On each push to the panicbutton.io dev branch, travis.yaml performs a process to transform and push relevant information to the PanicButton Android application repository. First, travis.yaml git clones the PanicButton Android application's asset repository. The script then converts all of the markdown files in _posts/mobile and _posts/help (including all files in the _posts/mobile/<lang> and _posts/help/<lang> directories) into custom, PanicButton-specific JSON following templates located in /api/help.json and /api/mobile.json. These files are named mobile_<lang>.json and help_<lang>.json.

Upon creation, the files are copied into the newly cloned PanicButton App assets directory, over-writing the now-outdated, equivalently-named files.

Next, travis.yaml calls git add -A && git commit -m "Updating translations to the PanicButton Application" && git push origin dev. If the newly created JSON files, mobile_<lang>.json, differ from the previous versions (eg if the git push that called the script represents an updated translation), then the changes will be committed and pushed to the PanicButton Android Application's repository. This triggers a rebuild of the app. If the JSON files, mobile_<lang>.json, have not changed, then the cloned directory will not register any change on git add -A, and so the git commit && git push origin dev will fail without triggering an error.

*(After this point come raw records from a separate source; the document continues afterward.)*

PR #1482, opened 2023-09-07
fix: styling

seaerchin:
## Problem
nested cards (yeet) merged ytd but only for contact-us 
buttons are full width on hover for contact-us 

## Solution
use `isNested` prop + fix `boxShadow` for nested cards
remove `w = 100%` for full width buttons
make infopic take full width for form field media

### DIFF
--- a/src/layouts/components/ContactUs/ContactCard.tsx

Panic Button Android App Additional Transifex workflow

strings.XML

[Status: .tx config creation in progress. TXGH integration TODO]

The PanicButton Android app contains an additional Transifex workflow. The app has translatable material independent of the panicbutton.io source files in the /src/main/res/values/strings.xml file.

Thus, the PanicButton Android Application repository also houses a .tx folder with its own config file, which dictates the translation source, resulting file names, and format for strings.xml.

A TXGH integration in the PanicButton app repository will register a pushed change in the strings.xml file, updating strings.xml in the Transifex repository to show that translation is no longer complete and alerting translators that an update to the translation is necessary.

Upon completion of the translation, TXGH will return the translated files to the PanicButton repository, placing them in the directories /src/main/res/values-<lang>, with each language's file named strings.xml. Existing translations in each of these directories will be overwritten by this action from TXGH. The app will be rebuilt upon return of new files.